On pourrait dire qu'on est loin de « Kafka sur les rivage » où l'histoire est basée sur l'onirisme, l'imagination. Mais en fait pas temps que cela. Ici on a aussi un voyage, mais il ne situe pas dans le virtuel, c'est un voyage vers l'intérieur du héros qui recherche pourquoi les traumatismes du passé qu'il croyait avoir dépassés en les enfouissant très profondément dans sa mémoire, sont à l'origine de ses difficultés dans sa vie d'aujourd'hui, notamment dans sa vie amoureuse.
Dans ce roman aussi, le rêve est important. Tsukuru fait des rêves érotiques, impliquant Blanche et Noire, ou des cauchemars comme on en trouvait dans Kafka, et on retrouve la même fascination pour le sexe, la nudité, avec des détails très concrets mais jamais de vulgarité dans l'écriture, (l'obsession de la propreté aussi).
C'est un livre très fort, qui fait réfléchir en même temps qu'il nous emmène dans une belle promenade, au Japon (retour vers Nagoya) et en Europe où il n'hésite pas à aller retrouver Noire pour avoir l'explication, lui qui n'est jamais sorti du Japon. Il le fait à la demande de sa copine avant de s'engager dans une relation amoureuse stable, mais il est convaincu qu'elle a raison, il ne le fait pas pour lui faire plaisir.
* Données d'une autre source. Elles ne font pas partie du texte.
PR #43480, opened 2026-03-06
feat(billing): show billing address modal for paid orgs with missing address

kanishkdudeja:
### Summary

This PR adds a dismissable modal that prompts paid org users to fill in their billing address. We need billing addresses for tax compliance and the existing banner hasn't been as effective (~10k orgs still missing).

The modal shows on page load when all of these are true:

- ConfigCat flag `enableBillingAddressModal` is on
- Org is on a paid plan (not free)
- Org does not have billing address set
- Org is not partner-managed
- User has BILLING_WRITE permission on stripe.customer

The modal can be dismissed via the close button, but re-opens on every page navigation.

Once the user saves a valid address, the organizations query is invalidated and organization_missing_address flips to false - the modal stops appearing permanently.

Screenshot 2026-03-05 at 4 22 11 PM

#### Automated Tests

I've added unit tests in this PR

#### Manual testing

Manual test cases:

- Free org - modal does not appear
- Partner-managed org - modal does not appear
- User with "developer role" modal does not appear
- Configcat Flag disabled - modal does not appear
- Dismiss modal, navigate to another page - modal re-opens
- Fill form and save - modal closes and does not reappear
- API failure loading billing data - shows error state with Retry button


apps/studio/components/interfaces/App/UpdateBillingAddressModal.tsx
```diff
@@ -0,0 +1,191 @@
...
+    },
+  })
+
+  return (
+    <Dialog
+      open={open}
+      onOpenChange={(value) => {
+        if (!value) setDismissed(true)
+      }}
+    >
```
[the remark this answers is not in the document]
kanishkdudeja: We don't need tracking for this

apps/studio/components/interfaces/App/UpdateBillingAddressModal.tsx
```diff
@@ -0,0 +1,191 @@
...
+        await invalidateOrganizationsQuery(queryClient)
+
+        toast.success('Successfully updated billing address')
+        setDismissed(true)
+      } catch (error: any) {
+        toast.error(`Failed to update billing address: ${error.message}`)
+      } finally {
+        setIsSubmitting(false)
+      }
+    },
```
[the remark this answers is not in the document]
kanishkdudeja: We're calling `handleError(error)` from within the `updateOrganizationTaxId` mutation, so I think we should be good

apps/studio/components/interfaces/App/UpdateBillingAddressModal.tsx
```diff
@@ -0,0 +1,198 @@
...
+    org.organization_missing_address &&
+    !org.billing_partner &&
+    permissionsLoaded &&
+    canBillingWrite
+
+  const open = shouldShow && !dismissed
+
+  // Reset dismissed state on navigation so modal re-opens
+  useEffect(() => {
+    setDismissed(false)
```
kevcodez: I think the modal should only pop up on initial hard page load not on every single navigation (to start)

apps/studio/components/interfaces/App/UpdateBillingAddressModal.tsx
```diff
@@ -0,0 +1,198 @@
...
+      <DialogContent
+        size="medium"
+        onInteractOutside={(e) => e.preventDefault()}
+        onEscapeKeyDown={(e) => e.preventDefault()}
+      >
+        <DialogHeader>
+          <DialogTitle>Billing address required</DialogTitle>
+          <DialogDescription>
+            Please provide a billing address for your organization. If you are a registered
+            business, please add a Tax ID too.
```
kevcodez:
```suggestion
            business and have a Tax ID, please add your Tax ID too.
```

apps/studio/components/interfaces/App/UpdateBillingAddressModal.tsx
```diff
@@ -0,0 +1,198 @@
...
+          </DialogDescription>
+        </DialogHeader>
+
+        {profileError || taxIdError ? (
```
kevcodez: We shouldnt be rendering the modal at all if there are any errors related to tax id / profile fetching

apps/studio/components/interfaces/App/UpdateBillingAddressModal.tsx
kanishkdudeja: Thanks, addressed in https://github.com/supabase/supabase/pull/43480/commits/03ed536bceac50872325aaa3690464de9ec9c1e9

apps/studio/components/interfaces/App/UpdateBillingAddressModal.tsx
kanishkdudeja: Thanks, addressed in https://github.com/supabase/supabase/pull/43480/commits/03ed536bceac50872325aaa3690464de9ec9c1e9

apps/studio/components/interfaces/App/UpdateBillingAddressModal.tsx
kanishkdudeja: Thanks, addressed in https://github.com/supabase/supabase/pull/43480/commits/03ed536bceac50872325aaa3690464de9ec9c1e9

charislam (approved):
Tested on staging, LGTM

Minor nit:
- Should remove top banner for customers who see the modal

Note:
- This behaviour is not implemented as described in PR description: "Dismiss modal, navigate to another page - modal re-opens". A dismiss will persist for the entire session, only clearing when user refreshes or returns with a new session. But personally I think this is better behaviour. If we want a stronger nudge, we should make it non-dismissible, making it both dismissible and reopening on every navigation is unnecessarily infuriating 😅

kanishkdudeja:
Thank you so much for the review @charislam! 🙇 

> * This behaviour is not implemented as described in PR description: "Dismiss modal, navigate to another page - modal re-opens". A dismiss will persist for the entire session, only clearing when user refreshes or returns with a new session. But personally I think this is better behaviour. If we want a stronger nudge, we should make it non-dismissible, making it both dismissible and reopening on every navigation is unnecessarily infuriating 😅

Yeah, it was implemented previously and we removed it since it seemed overly aggressive :)

ignaciodob:
I tested this locally. Just one nitpick:

- After updating the billing address and tax id inside the modal the banner at the top stays active. Clicking on "add a billing address" takes me to the billing page correctly but the Billing Address information is not updated yet. Even though we clear the local organizations cache after saving the address the server still returns a `304 Not Modified` in the next call to `organizations`. A refresh does clear out the banner and fetches the updated billing address.

https://github.com/user-attachments/assets/ce59416e-c542-48d0-9d1d-ac1c65f46e77

PR #43485, opened 2026-03-06
Chore/add get restore initiated event endpoint

joshenlim:
## Context

Resolves FE-2709
Dependent on API PR: https://github.com/supabase/platform/pull/30564

While a project is in restoring, we should a "Contact support" CTA in the footer, but this has led to a high number of tickets coming in despite the project's status being `ACTIVE_HEALTHY` when we check on our end.

Will be adjusting the behaviour of this CTA to only show up if the project's status is RESTORING and it's `updated_at` is at than 30 minutes ago, and update the CTA a bit as well

image

image


apps/studio/components/layouts/ProjectLayout/RestoringState.tsx
```diff
@@ -70,6 +76,12 @@ const RestoringState = () => {
     if (ref) await invalidateProjectDetailsQuery(ref)
   }
 
+  useEffect(() => {
+    if (isProjectStatusSuccess && projectStatusData.status === PROJECT_STATUS.ACTIVE_HEALTHY) {
+      setIsCompleted(true)
+    }
+  }, [isProjectStatusSuccess, projectStatusData, ref, invalidateProjectDetailsQuery])
```
charislam: Does invalidateProjectDetailsQuery need to be a dependency?

charislam (approved):

apps/studio/components/layouts/ProjectLayout/RestoringState.tsx
joshenlim: oh right good catch!

joshenlim: ref neither actually

PR #43497, opened 2026-03-06
fix: added not found as errors when filter is active

awaseem:

YES

fix: small issue when a filter was active and does not found error popped up, we didn't allow users to reset the value. This handles the edge cases where a filter is applied and the column is deleted


apps/studio/components/grid/components/grid/GridError.utils.ts
```diff
@@ -6,6 +6,7 @@ const FILTER_ERROR_PATTERNS = [
   'malformed array literal',
   'invalid byte sequence',
   'syntax error',
+  'does not exist',
```
awaseem, line 9: Even though the value is set here, this function only gets called when a filter is active. So FK errors should still come through

charislam (approved):

PR #43499, opened 2026-03-06
graduate auto-RLS project creation experiment (test variant wins)

seanoliver:
## Problem

The `projectCreationEnableRlsEventTrigger` A/B experiment tested showing an opt-in "Enable automatic RLS" checkbox in the project creation flow, which sets up a Postgres event trigger to auto-enable RLS on every new table in the public schema. The test variant passed with a +3.3pp lift.

## Changes

- `SecurityOptions.tsx` — removed PostHog flag check, checkbox is now always rendered
- `pages/new/[slug].tsx` — removed experiment flag reads, exposure tracking (`useTrackExperimentExposure`), and the conditional `rlsOptionVariant` telemetry property

The underlying feature logic (`enableRlsEventTrigger` form field, `AUTO_ENABLE_RLS_EVENT_TRIGGER_SQL`, submission handling) is unchanged — we're just removing the scaffolding that was gating it.

## Testing

Verified `pnpm typecheck` passes clean. The "Enable automatic RLS" checkbox now shows unconditionally in the Security Options section of project creation.

GROWTH-653

### DIFF
--- a/apps/studio/components/interfaces/ProjectCreation/SecurityOptions.tsx
+++ b/apps/studio/components/interfaces/ProjectCreation/SecurityOptions.tsx
@@ -1,5 +1,4 @@
 import Panel from 'components/ui/Panel'
-import { usePHFlag } from 'hooks/ui/useFlag'
 import Link from 'next/link'
 import { UseFormReturn } from 'react-hook-form'
 import {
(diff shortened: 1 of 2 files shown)


awaseem (approved):
LGTM needs code formatting, approving to unblock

Vous l'aurez compris, c'est mon premier coup de coeur parmi les romans de la rentrée littéraire. J'aime profondément le style de cet auteur, ses descriptions, sa sensibilité quand il évoque la musique et les blessures de ses héros. C'est le deuxième roman que je lis de cet auteur et je suis encore plus sous le charme que pour «
Kafka sur le rivage » car Murakami est allé encore plus loin dans la réflexion. Son roman est bien construit, ciselé même, chaque personnage, chaque ressenti, chaque action, tout a été sculpté.